Republicans have paralyzed a third of our government with petty squabbles, while nuclear powers menace their neighbors and terrorists kidnap and murder children. The runaway favorite for their party’s nominee for president is facing 91 felony indictments in cases covering hush money payments, corruption and concealment of classified documents, and trying to overturn the 2020 election. That most likely Republican presidential candidate is a former president who spent as much of his presidency watching cable news and playing golf as he did exacerbating global tensions, kissing up to dictators, and trying to stay rich at our expense. And his opponents in this primary are clawing at each other for second place by bashing unions, inflaming bigotry against trans people, and squabbling on Twitter.

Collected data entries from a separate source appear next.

PR #311, opened 2024-02-06
Handle plus and minus identifiers better

jupp0r:
This change improves handling of db identifiers:
- it handles "+" in identifiers
- it improves handling of identifiers that end with plus or minus like "Entity+" and "Entity-" as enum values that would otherwise produce conflicting values

### DIFF
--- a/internal/utils/dbidentifier/dbidentifier_test.go
+++ b/internal/utils/dbidentifier/dbidentifier_test.go
@@ -1,8 +1,9 @@
 package dbidentifier
 
 import (
-	"github.com/stretchr/testify/require"
 	"testing"
+
+	"github.com/stretchr/testify/require"
 )
 
 func TestToGoIdentifier(t *testing.T) {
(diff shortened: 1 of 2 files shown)


internal/utils/dbidentifier/dbidentifier_test.go
```diff
@@ -22,4 +23,7 @@ func TestToGoIdentifier(t *testing.T) {
 	require.Equal(t, ToGoIdentifier("My_Table"), "MyTable")
 	require.Equal(t, ToGoIdentifier("My Table"), "MyTable")
 	require.Equal(t, ToGoIdentifier("My-Table"), "MyTable")
+
+	require.Equal(t, ToGoIdentifier("My-Table+"), "MyTablePlus")
+	require.Equal(t, ToGoIdentifier("My-Table-"), "MyTableMinus")
```
go-jet, line 28: It feels like quick fix for your use case. But there are many more. The invalid character can also appear at the start or at the middle of identifier. From the perspective of this library, jet will replace all go identifier invalid characters with `_`(There is an improvement for this at branch [bug290](https://github.com/go-jet/jet/commit/48a3e78dc714414e8910e1c57f7febab1364917c), yet to be merged to master).   
And then if there is a conflict developer can use [generator customization](https://github.com/go-jet/jet/wiki/Generator#generator-customization) to replace conflicting name with a name of his choosing.

jupp0r: Makes sense, I'll workaround using generator customization for now.

go-jet:
I've changed my mind on this one. There were couple of bugs opened before for similar invalid character issues.  To prevent any additional bugs opened, I've made a [change](https://github.com/go-jet/jet/commit/6b098b8e41fc8adc22418202019b1e2cb2441b58) that replaces all invalid ascii characters with they description.   
In your case, you would still need to customize generator because minus and hyphen are the same character, and hyphen is first replaced with underscore, and underscores at the end of identifier are removed.

PR #325, opened 2024-02-21
mysql: added a helper to compare UUID strings with uuid_to_bin

### LINKED ISSUE #321: Customize Generated model struct tags
  Its pretty annoying when I generate models and I cant customize their struct tags , specifically I'd beable to use the generated models if it had json struct tags to make the Fields follow json convention but as they cannot i have to make custom models for each one that i will need to serialize out to JSON

I'd like something where you can just tell the generator to add json struct tags to the generated model.

### LINKED ISSUE #324: MySQL: A utility fuinction for comparision of UUID fields
Assume working with a table that has UUIDs stored in a `varbinary` field. Here's an example:

```sql
CREATE TABLE `some_table` (
  `id` varbinary(16) NOT NULL,
  `some_column` varchar(50) DEFAULT NULL,
  PRIMARY KEY (`id`)
);
```

Querying data by `id` in this table would look like this:

```
select * from `some_table` where id = uuid_to_bin('0000-0000...');
```

The type of the `id` column would be of `mysql.ColumnString` in the generated code.

```go
type someTableTable struct {
    mysql.Table

    ID         mysql.ColumnString
    SomeColumn mysql.ColumnString
}
```

Generating a query using the `.EQ` method on `SomeTable.ID` would result in a query that looks like: `select .... where `id` = '0000-0000-.....';` `mysql.UUID` also appears to be just a wrapper that takes a `fmt.Stringer` and generates the same output as the `.EQ` method.

To get the desired output, we can use something like this:

```go
id := "00000-00000-....."
expr := mysql.Func("uuid_to_bin", mysql.String(id))

statement := table.SomeTable.SELECT(table.SomeTable.AllColumns).
        WHERE(table.SomeTable.ID.EQ(mysql.StringExp(expr)))
```

Would it make sense for the library to add a couple of utility functions to shorten this? For example, `functions.go` could have these:

```go
func UUIDToBin(str fmt.Sringer) StringExpression { ... }

func StringUUIDToBin(str string) StringExpression { ... }
```

With this, the user code can be shortened as:
```go
id := "00000-00000-....."
statement := table.SomeTable.SELECT(table.SomeTable.AllColumns).
        WHERE(table.SomeTable.ID.EQ(mysql.StringUUIDToBin(id)))
```

realbucksavage:
Adds a helper function to resolve #324 .

### DIFF
--- a/mysql/literal.go
+++ b/mysql/literal.go
@@ -1,7 +1,6 @@
 package mysql
 
 import (
-	"fmt"
 	"time"
 
 	"github.com/go-jet/jet/v2/internal/jet"
@@ -56,17 +55,6 @@ var String = jet.String
 // UUID is a helper function to create string literal expression from uuid object
 // value can be any uuid type with a String method
 var UUID = jet.UUID
-
-// UUIDToBin takes ay object with a String method and calls StringUUIDToBin.
-func UUIDToBin(str fmt.Stringer) StringExpression {
-	return StringUUIDToBin(str.String())
-}
-
-// StringUUIDToBin is a helper function that calls "uuid_to_bin" function on the passed value.
-func StringUUIDToBin(str string) StringExpression {
-	fn := Func("uuid_to_bin", String(str))
-	return StringExp(fn)
-}
 
 // Date creates new date literal
 func Date(year int, month time.Month, day int) DateExpression {
--- a/mysql/literal.go
+++ b/mysql/literal.go
@@ -1,8 +1,10 @@
 package mysql
 
 import (
-	"github.com/go-jet/jet/v2/internal/jet"
+	"fmt"
 	"time"
+
+	"github.com/go-jet/jet/v2/internal/jet"
 )
 
 // Keywords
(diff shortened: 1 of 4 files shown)


mysql/literal.go
```diff
@@ -55,6 +57,17 @@ var String = jet.String
 // value can be any uuid type with a String method
 var UUID = jet.UUID
 
+// UUIDToBin takes ay object with a String method and calls StringUUIDToBin.
+func UUIDToBin(str fmt.Stringer) StringExpression {
```
go-jet, line 61: * Naming convention is to use all uppercase for all sql functions, so the name should be `UUID_TO_BIN`
* `uuid_to_bin` accepts not only parameters, but also columns and expression, so function parameter should be `StringExpression`
* `functions.go` is probably more appropriate place.

realbucksavage: @go-jet makes sense. This also eliminates the need for the `StringUUIDToBin` function.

I have absolutely no qualms about laughing at Republicans as they flail around their House majority, unable to do the basic work of governing. Watching Elise Stefanik post sycophantic photo after sycophantic photo of her gazing adoringly at whomever is up for the Speakership next is delicious schadenfreude, especially after her turn from so-called Republican moderate to Trump loyalist. But beneath that is the darker nihilism of a party that is not only uninterested in governing, but fully intent on burning the government to the ground. It’s not that they disagree with Democrats on how to govern, but that they disagree on the project of government entirely. As Republicans gerrymander themselves in redder and redder districts, they make themselves immune to challenges from Democrats and even so-called moderates by electing more and more extreme right wing arsonists. We have real crises on our hands, from the immediate, like war between Israel and Hamas with millions of innocent Palestinians caught in the crossfire and Russia’s ongoing invasion of Ukraine, to the urgent but longer term climate crisis, an economy geared towards further enriching the super wealthy, and ongoing global instability driven by rising right wing extremism.

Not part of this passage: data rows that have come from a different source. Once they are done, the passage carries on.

PR #335, opened 2024-03-19
ON CONFLICT DO NOTHING without a conflict target is valid SQL

BillBuilt:
ON CONFLICT DO NOTHING without a conflict target is valid SQL according to Postgres.

https://www.postgresql.org/docs/15/sql-insert.html#SQL-ON-CONFLICT

### DIFF
--- a/postgres/clause.go
+++ b/postgres/clause.go
@@ -44,7 +44,7 @@ func (o *onConflictClause) DO_UPDATE(action conflictAction) InsertStatement {
 }
 
 func (o *onConflictClause) Serialize(statementType jet.StatementType, out *jet.SQLBuilder, options ...jet.SerializeOption) {
-	if len(o.indexExpressions) == 0 && o.constraint == "" {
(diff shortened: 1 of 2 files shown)


go-jet:
Hi @BillBuilt, good catch.

postgres/clause.go
```diff
@@ -44,7 +44,7 @@ func (o *onConflictClause) DO_UPDATE(action conflictAction) InsertStatement {
 }
 
 func (o *onConflictClause) Serialize(statementType jet.StatementType, out *jet.SQLBuilder, options ...jet.SerializeOption) {
-	if len(o.indexExpressions) == 0 && o.constraint == "" {
+	if len(o.indexExpressions) == 0 && o.constraint == "" && o.do != jet.Keyword("DO NOTHING") {
```
go-jet, line 47: Why not `o.do != nil`?

BillBuilt: Yea That's probably better.

Issue #355, opened 2024-06-10
Support for keyword arguments to functions


kblomster:
### Problem
Both standard SQL and many dialects have function signatures that look something like `SOME_FUNC(arg1, arg2 KEYWORD arg3)`. To name a few specific examples, we have things like:

* Standard SQL `SUBSTRING(extraction_string FROM starting_position [FOR length] [COLLATE collation_name])`
* MySQL `TRIM([{BOTH | LEADING | TRAILING} [remstr] FROM] str)`
* Postgres and SQLite ordered aggregations, such as (pg) `ARRAY_AGG(a ORDER BY b DESC)`
* Postgres nonsense like `json_objectagg ( [ { key_expression { VALUE | ':' } value_expression } ] [ { NULL | ABSENT } ON NULL ] [ { WITH | WITHOUT } UNIQUE [ KEYS ] ] [ RETURNING data_type [ FORMAT JSON [ ENCODING UTF8 ] ] ])`

In Jet, currently all of these require using a `Raw` expression, which is inconvenient. This is especially true if the expressions you want to use as arguments are anything other than column names - column names are easily accessible in a type-safe way, but there's no public API for converting an arbitrary expression to a SQL fragment string.

### Possible solutions
Most convenient for me as a user would be if Jet knew the signature of every builtin function in every dialect and had type-safe builders for every one. A very rough sketch of what an API like that could look like:

```golang
// first thing that comes to mind: ARRAY_AGG would take an AggregateArgs object,
// that knows how to separate the aggregated expressions from the ORDER BY clause
SELECT(
    ARRAY_AGG(
        AggregateArgs(a, b).
            ORDER_BY(c.DESC())))
```

That's probably unreasonable though, so the next best thing would be to have some kind of support for this in `jet.FUNC`, or a variant of it that supported things like this. Currently you can't just pass the keywords as raw arguments because they get commas inserted between them, which is not the syntax we need.

I'm kind of stumped at what the signature of a `jet.FUNC` that does what I want would look like, though. I'm imagining something like

```golang
jet.FUNC("ARRAY_AGG", SomeCol, jet.Raw("ORDER BY"), OtherCol.DESC())
```

but how do we tell it there shouldn't be a comma before `ORDER BY`?

Alternately, maybe this could be addressed in an entirely different manner by exposing a public `ToSQL` method on expressions so we could more easily build raw expressions from component parts, but that has an entirely different set of API design headaches.

go-jet:
[...]

PR #361, opened 2024-07-11
feat: export CustomExpression and Token for dialects to use 

mathieuk:
Hey Goran, nice lib! I hope you'll consider allowing a change like this. Doing this allows a particular SQL dialect to implement additional operators/expressions that may deviate from default SQL.

Background: I'm playing with a dialect that supports this notation:

  SELECT * FROM table WHERE any_match ( x -> x IS NOT NULL, someField )

That'd be something I'd want to implement just for that dialect (in its own dialect package in jet) but for that I need access to the serializer method. 

This pull request has no functional changes, just a refactoring to expose `jet.newCustomExpression` to other jet packages.

### DIFF
--- a/internal/jet/expression.go
+++ b/internal/jet/expression.go
@@ -278,7 +278,7 @@ type customExpression struct {
 	parts []Serializer
 }
 
-func newCustomExpression(parts ...Serializer) Expression {
+func NewCustomExpression(parts ...Serializer) Expression {
 	ret := customExpression{
 		parts: parts,
 	}
--- a/internal/jet/expression.go
+++ b/internal/jet/expression.go
@@ -278,7 +278,7 @@ type customExpression struct {
 	parts []Serializer
 }
 
-func NewCustomExpression(parts ...Serializer) Expression {
+func CustomExpression(parts ...Serializer) Expression {
 	ret := customExpression{
 		parts: parts,
 	}
--- a/internal/jet/func_expression.go
+++ b/internal/jet/func_expression.go
@@ -548,7 +548,7 @@ func TO_TIMESTAMP(timestampzStr, format StringExpression) TimestampzExpression {
 
 // EXTRACT extracts time component from time expression
 func EXTRACT(field string, from Expression) Expression {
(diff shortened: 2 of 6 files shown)


go-jet:
Hi @mathieuk ,
Check this [comment](https://github.com/go-jet/jet/issues/355#issuecomment-2160308646), I think it applies in your case as well. If [CustomExpression](https://github.com/go-jet/jet/blob/b13f6ab08d1005e5f6f2d64695d26d639e1dacd7/internal/jet/expression.go#L281) func and [Token](https://github.com/go-jet/jet/blob/b13f6ab08d1005e5f6f2d64695d26d639e1dacd7/internal/jet/serializer.go#L105) are exported you should be able to write something like:

```golang
// any_match ( x -> x IS NOT NULL, someField )
func ANY_MATCH(x Expression, cond BoolExpression, someField Expression) BoolExpression {
        return BoolExp(Func("any_match", CustomExpression(x, Token("->"), cond, b)))
}
// usage:
ANY_MATCH(x, x.IS_NOT_NULL, someField)
```

mathieuk:
@go-jet That seems to make thing much easier, great! I've updated the pull request accordingly :)

internal/jet/expression.go
```diff
@@ -278,7 +278,7 @@ type customExpression struct {
 	parts []Serializer
 }
 
-func newCustomExpression(parts ...Serializer) Expression {
+func NewCustomExpression(parts ...Serializer) Expression {
```
go-jet, line 281: Without `New`. Just `CustomExpression` is fine.

go-jet:
You'll also need to export `CustomExpression` and `Token` from internal package to each of dialect packages `postgres/expression.go`, etc...

internal/jet/expression.go
mathieuk: applied

mathieuk:
> You'll also need to export `CustomExpression` and `Token` from internal package to each of dialect packages `postgres/expression.go`, etc...

Done.

go-jet:
LGTM. :+1:

PR #377, opened 2024-08-28
Bug/postgres array detection

realrunner:
The current column metadata query fails to identify array data types correctly.


go-jet:
Thanks. LGMT. :+1:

Meanwhile, from indigenous peoples to Black Americans and people of color to Muslims to queer people, we keep asking those who are most harmed by our government and our history to come to the polls to save it. And it keeps needing to be saved. And while I believe in the version of the United States built and sustained by protest movements, by those of us with an unfailing commitment to fulfill that as of yet unfulfilled promise of freedom and equality, that promise is a cold comfort to those constantly menaced by the institutions and people dedicated to upholding the power structures that empower them at the expense of everyone else.
I started this newsletter because I believe in democracy, and I believe that putting the best people we can in government is a key part of building a more just and better world. But faced with this roiling abyss, I very often find myself paralyzed and afraid, and more often than not anxiously scrolling for the one tweet that’s going to somehow make everything okay.
I don’t know how to save democracy, believe it or not. In fact, I know very little. But I do think that Virginians will be better off if Glenn Youngkin doesn’t have a chance to ban abortion, legislate against trans and queer people, or radically overhaul Virginia schools. So I’ll keep phone banking. I do think it’s my responsibility to do what I can when I can even in the face of global conflict, so I’ll keep calling my Senators and my Representative to press them to call for a ceasefire between Israel and Hamas. I don’t know what to do in the face of all this, but I do know there’s an active mutual aid organization in my neighborhood that could maybe use another set of hands.
There is no segue. Just day after day somehow finding things to laugh at when things are so dark, finding actions to take even when you’re overwhelmed, staying awake when it would be so much easier to stick your head in the sand. Here we go.